Taxing Anticompetitive Mergers

Edward Iacobucci (Faculty of Law, University of Toronto)


Competition law has almost always sought to address the risk of anticompetitive mergers through ex ante injunctive remedies, either prohibiting or restructuring proposed mergers. This article contends that there are advantages to a shift, at least in some circumstances, to monetary payments rather than injunctions. The article identifies four contexts in which a merger tax would be a potentially appropriate response to a propose, or consummated, merger. First, a tax on anticompetitive global mergers, that is, mergers that have a multinational impact, and for which local injunctive remedies are unsuitable, helps resolve the potentially conflicting determinations of different domestic antitrust authorities. A tax may be levied by jurisdictions that find the merger to be anticompetitive, while other mergers would not levy such a tax. In special cases, the tax produces a globally optimal result, but more generally, it mitigates the harm, including the risk of error and the race-to-the-strictest, from local review of global mergers.
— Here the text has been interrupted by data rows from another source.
PR #292, opened 2017-07-13
SNAPSHOT and RC support via local Makefiles

aayars:
This time with feeling.

The cp-docker-images-overlay repo contains local.make files for snapshot and rc support, and a script to help drive the process.


Makefile
```diff
@@ -1,18 +1,34 @@
-BUILD_NUMBER := 1
-CP_VERSION := 3.3.0-SNAPSHOT
+# You can override vars like REPOSITORY in a local.make file
+-include local.make
```
maxzheng: It works, but will leave it to other with more experience with make to comment naming and best practice in including other Makefiles.

debian/base/Dockerfile.rpm
```diff
@@ -72,22 +78,35 @@ RUN echo "Installing Zulu OpenJDK ${ZULU_OPENJDK_VERSION}" \
     && yum -q -y update \
     && yum -q -y install zulu-${ZULU_OPENJDK_VERSION}
 
-RUN echo "===> Adding confluent repository...${CONFLUENT_RPM_REPO}/rpm/${CONFLUENT_MAJOR_VERSION}.${CONFLUENT_MINOR_VERSION}" \
-    && rpm --import ${CONFLUENT_RPM_REPO}/rpm/${CONFLUENT_MAJOR_VERSION}.${CONFLUENT_MINOR_VERSION}/archive.key
-
-RUN printf "[Confluent.dist] \n\
+RUN echo "===> Adding confluent repository...${CONFLUENT_PACKAGES_REPO}/rpm/${CONFLUENT_MAJOR_VERSION}.${CONFLUENT_MINOR_VERSION}" && \
```
maxzheng: You might want to put all this in a bash file, and then just have RUN call the bash file to avoid having to do all the escapes and also improve readability. Also ok if you want to leave it for now.

debian/kafka-streams-examples/Dockerfile
```diff
@@ -50,6 +50,8 @@ EXPOSE $KAFKA_MUSIC_APP_REST_PORT
 # base image that supports it
 ENV LANG="C.UTF-8"
 
+COPY settings.xml /root/.m2/settings.xml
```
maxzheng: Where is settings.xml from?

debian/base/Dockerfile.rpm
aayars: +1

debian/kafka-streams-examples/Dockerfile
aayars: This your Maven settings file. For CI jobs, this is a managed file.

aayars: The CLI in overlay takes this as an arg.

aayars: Just realized it will not be there for public builds, so this needs to be made conditional. Somehow.

README.md
```diff
@@ -5,21 +5,13 @@ Docker images for deploying and running the Confluent Platform.  The images are
 
 Full documentation for using the images can be found [here](http://docs.confluent.io/current/cp-docker-images/docs/intro.html).
 
-# Important Caveat - Images Not Supported for Docker for Mac
```
ewencp: Was this removed intentionally as part of these commits? Seems unrelated to the other changes in the PR?

Makefile
ewencp: And is this something we really want or should we just have them overridden via envvars?

Makefile
```diff
@@ -1,18 +1,36 @@
...
+
+# Bump this on subsequent build, reset on new version or public release. Inherit from env for CI builds.
+BUILD_NUMBER ?= 1
+
+CONFLUENT_MAJOR_VERSION ?= 3
+CONFLUENT_MINOR_VERSION ?= 3
+CONFLUENT_PATCH_VERSION ?= 0
+
+CONFLUENT_VERSION ?= ${CONFLUENT_MAJOR_VERSION}.${CONFLUENT_MINOR_VERSION}.${CONFLUENT_PATCH_VERSION}
```
ewencp: Where does `SNAPSHOT` get added? This seems relevant since below here you define `VERSION` which is going to be used as the docker image tag. Or is the expectation that you override all of `CONFLUENT_MAJOR_VERSION`, `CONFLUENT_MINOR_VERSION`, `CONFLUENT_PATCH_VERSION`, `CONFLUENT_VERSION`, and `KAFKA_VERSION` if you override anything? Would an empty-by-default but optional `SNAPSHOT` or `SUFFIX` or something like that to cover `SNAPSHOT`, `alpha`, `beta`, etc make sense here?

Makefile
```diff
@@ -32,14 +50,16 @@ debian/base/include/etc/confluent/docker/docker-utils.jar:
...
-	&& cp target/docker-utils-${CP_VERSION}-jar-with-dependencies.jar ../debian/base/include/etc/confluent/docker/docker-utils.jar \
+	&& cp target/docker-utils-${CONFLUENT_VERSION}${CONFLUENT_MVN_LABEL}-jar-with-dependencies.jar ../debian/base/include/etc/confluent/docker/docker-utils.jar \
 	&& cd -
 
 build-debian: debian/base/include/etc/confluent/docker/docker-utils.jar
 	for component in ${COMPONENTS} ; do \
 		echo "\n\nBuilding $${component} \n==========================================\n " ; \
 		if [ "$${component}" = "base" ]; then \
-			BUILD_ARGS="--build-arg APT_ALLOW_UNAUTHENTICATED=${APT_ALLOW_UNAUTHENTICATED} --build-arg CONFLUENT_DEB_REPO=${CONFLUENT_DEB_REPO}" ; \
+			BUILD_ARGS="--build-arg ALLOW_UNSIGNED=${ALLOW_UNSIGNED} --build-arg CONFLUENT_PACKAGES_REPO=${CONFLUENT_PACKAGES_REPO} --build-arg CONFLUENT_MVN_LABEL=${CONFLUENT_MVN_LABEL}"; \
```
ewencp: This customization seems a bit odd -- aren't all these things just build constants that we could pass to all the dockerfiles? Or does it complain if a build arg isn't used?

debian/base/Dockerfile
```diff
@@ -20,10 +20,11 @@ LABEL io.confluent.docker.git.id=$COMMIT_ID
...
 LABEL io.confluent.docker.build.number=$BUILD_NUMBER
 
-ARG CONFLUENT_DEB_REPO="http://packages.confluent.io"
-ARG APT_ALLOW_UNAUTHENTICATED=false
+ARG CONFLUENT_PACKAGES_REPO=$CONFLUENT_PACKAGES_REPO
+
+ARG ALLOW_UNSIGNED=false
 #Set an env var so that it's available in derived images
-ENV APT_ALLOW_UNAUTHENTICATED=${APT_ALLOW_UNAUTHENTICATED}
+ENV ALLOW_UNSIGNED=$ALLOW_UNSIGNED
```
ewencp: Not sure how we feel about compatibility of these images, but changing exported ENV vars might break downstream users of the variable.

debian/enterprise-control-center/Dockerfile
```diff
@@ -33,7 +33,7 @@ ENV CONTROL_CENTER_CONFIG_DIR=/etc/confluent-${COMPONENT}
 EXPOSE 9021
 
 RUN echo "===> Installing ${COMPONENT}..." \
-    && apt-get update && apt-get install -y confluent-${COMPONENT}=${CONFLUENT_VERSION}-${CONFLUENT_DEB_VERSION} \
+    && apt-get update && apt-get install -y confluent-${COMPONENT}=${CONFLUENT_VERSION}${CONFLUENT_PLATFORM_LABEL}-${CONFLUENT_DEB_VERSION} \
```
ewencp: What does `CONFLUENT_PLATFORM_LABEL` refer to exactly? What form should it take? I see that it can be set to either `CONFLUENT_RPM_LABEL` or `CONFLUENT_DEB_LABEL`, but I can't see what those would be set to.

Makefile
```diff
@@ -49,11 +69,14 @@ build-debian: debian/base/include/etc/confluent/docker/docker-utils.jar
 			if [ "$${type}" = "rpm" ]; then \
 				COMPONENT_NAME="rpm-$${component}"; \
 				DOCKER_FILE="$${DOCKER_FILE}.rpm"; \
+				CONFLUENT_PLATFORM_LABEL=${CONFLUENT_RPM_LABEL}; \
+			else \
+				CONFLUENT_PLATFORM_LABEL=${CONFLUENT_DEB_LABEL}; \
 			fi; \
 			if [ -a "$${DOCKER_FILE}" ]; then \
-				docker build --build-arg COMMIT_ID=${COMMIT_ID} --build-arg BUILD_NUMBER=${BUILD_NUMBER} $${BUILD_ARGS} -t ${REPOSITORY}/cp-$${COMPONENT_NAME}:latest -f $${DOCKER_FILE} debian/$${component} || exit 1 ; \
+				docker build --build-arg KAFKA_VERSION=${KAFKA_VERSION} --build-arg CONFLUENT_PLATFORM_LABEL=$${CONFLUENT_PLATFORM_LABEL} --build-arg CONFLUENT_MAJOR_VERSION=${CONFLUENT_MAJOR_VERSION} --build-arg CONFLUENT_MINOR_VERSION=${CONFLUENT_MINOR_VERSION} --build-arg CONFLUENT_PATCH_VERSION=${CONFLUENT_PATCH_VERSION} --build-arg COMMIT_ID=${COMMIT_ID} --build-arg BUILD_NUMBER=${BUILD_NUMBER} $${BUILD_ARGS} -t ${REPOSITORY}/cp-$${COMPONENT_NAME}:latest -f $${DOCKER_FILE} debian/$${component} || exit 1 ; \
```
ewencp: There's an inconsistent number of `$` or `$$` on this line. Some build args have a `$$` while most have `$`. Is that correct or am I missing some subtleties of the escaping that's happening here.

debian/zookeeper/Dockerfile.rpm
```diff
@@ -29,7 +29,11 @@ ENV COMPONENT=zookeeper
 
 RUN echo "===> installing ${COMPONENT}..." \
     && yum -q -y update \
-    && yum install -y confluent-kafka-${SCALA_VERSION}-${KAFKA_VERSION} \
+    && if [ "x${ALLOW_UNSIGNED}" = "xtrue" ]; then \
+        yum install -y --nogpgcheck confluent-kafka-${SCALA_VERSION}-${KAFKA_VERSION}${CONFLUENT_PLATFORM_LABEL}; \
```
ewencp: Seems like we could avoid most of these additions/variants if we just setup the yum repo config with the flag set correctly. The setup of the file is a bit messy currently, but if it's going to get refactored anyway, might be better to have that localized to one place.

Makefile
aayars: You're right that it should be in the label. I've updated this PR to do so.

For other cases, SNAPSHOT will be sent as the value of CONFLUENT_MVN_LABEL, empty for non-CI builds (but usable for special occasions if we need it)

Makefile
aayars: That's a good question. We would put it all in the wrapper script.

As it is, though, it's still easy to do builds without the wrapper script. It might be nice to keep it that way.

theduderog: One of the use cases for this is people building our images and pushing to their own repos.  Then could set their overrides in a single place and even commit in version control without having to set ENV vars all the time.  I personally hate ENV vars for lack of reproducibility.

Makefile
aayars: We could just sent it to all of them, I originally was doing so. There are already several warning for unused variables spammed to each component. I was just trying to not spam another one everywhere, since it was only needed for streams examples.

README.md
aayars: It is unrelated, I thought I would try to slip it through. Can break this out into a different PR.

Makefile
aayars: Makefile variables will have one, while shell variables have double.

debian/enterprise-control-center/Dockerfile
aayars: This is overridden by local.make in our private repo, and is combined with the revision to form the semver label for the target platform. Debian snapshots end up looking like "~SNAPSHOT-1", while RPMs look like ".0.1.SNAPSHOT". For non-snapshot cases it's just empty.

debian/zookeeper/Dockerfile.rpm
aayars: Not sure I follow -- I think we'd need to start signing snapshot packages with a bogus certificate here.

debian/base/Dockerfile
aayars: Hmm. Maybe we can provide a changelist?

README.md
ewencp: Not really a big deal, I'm just surprised because I didn't think the issues with Docker for Mac had gone away.

Makefile
ewencp: I'm fine avoiding the spam, I wasn't sure if it was going to generate any.

Makefile
ewencp: I think my confusion is from where we don't include it in the version that isn't a case where we need only a subset of the version (e.g. when we only need the `${CONFLUENT_MAJOR_VERSION}.${CONFLUENT_MINOR_VERSION}` and when those labels would differ between all those components. Is there sometime other than `-SNAPSHOT` where these labels are something different?

debian/base/Dockerfile
ewencp: I just don't know that we even have a policy wrt this repo yet, or how it's been treated for past releases. /cc @samjhecht

debian/enterprise-control-center/Dockerfile
ewencp: Ok, this was the explanation I was looking for. I guess it's unlikely anybody else does snapshot builds, but just sticking that as a comment above the variables in the `Makefile` would really clarify what they are for.

debian/zookeeper/Dockerfile.rpm
ewencp: You can set `gpgcheck=1` in the `confluent.repo` file and it won't bother with anything gpg-related.

Makefile
aayars: Including -SNAPSHOT doesn't work for deb or rpm commands. It ended up working out best for all cases to provide a base and pin the right suffix on as needed.

debian/zookeeper/Dockerfile.rpm
aayars: I thought I was doing this (1 for enabled) -- Apparently the unsigned repo config needs gpgcheck=0 explicitly, or it will inherit a default of 1. Confirmed that this works when setting it to 0 in the repo config.

debian/base/Dockerfile
aayars: I think we need the flexibility to change anything which isn't part of a documented public API. Not being able to change the stuff in these Makefiles and Dockerfiles will really bind us.

Documented env variables are at http://docs.confluent.io/current/cp-docker-images/docs/development.html#extending-the-docker-images

ewencp: Sure, and we might say this case is fine since these should be built off of our signed repos for release.

That said, I'm not sure what docs you're referring to. We have some examples in that code, but there are plenty more env variables in each of the dockerfiles derived from this one that people rely on and are not explicitly documented afaict.

aayars:
Retest this please

aayars:
Retest this please

aayars:
Retest this please

aayars:
Retest this please

aayars:
The SNAPSHOT PR builder isn't going to work, due to nexus settings.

Second, a merger tax might be an appropriate response to acquisitions of nascent competitors by firms with market power. Such mergers may have a low but non-zero probability of proving anticompetitive. While processes relying on injunctive remedies would tend to approve such mergers despite the risks, a merger tax generates some deterrence of potentially anticompetitive mergers without the stark result implied by an injunction prohibiting it. It also allows the proceeds of the tax to be directed to mitigate the impact of the merger.
Third, a merger tax imposed after the fact should a merger prove to be anticompetitive has several advantages. It allows the authorities to make a decision when there is more information about the competitive impact of the merger, while nevertheless generating ex ante deterrence by parties anticipating the tax. It also avoids the intractable problems associated with attempt to undo a consummated merger. For these reasons, the ex post merger tax would be another useful enforcement approach to acquisitions of nascent competitors.
Fourth, the merger tax would allow competition law to account for multiple social goals while avoiding indeterminacy and incoherence. The tax would allow enforcement agencies to focus on the economic effects of the merger, and proceeds from the tax could be relied upon to advance other goals.
To be sure, there are drawbacks to the tax, including the risk of error costs, the risk of strategic behaviour by rent-extracting countries, and the costs of calculating the tax in any given case. But these drawbacks presently also apply to the current injunction-based merger regimes, as well as other aspects of competition law enforcement. The mergers tax provides a promising avenue to address enforcement challenges that presently exist in most antitrust enforcement regimes today.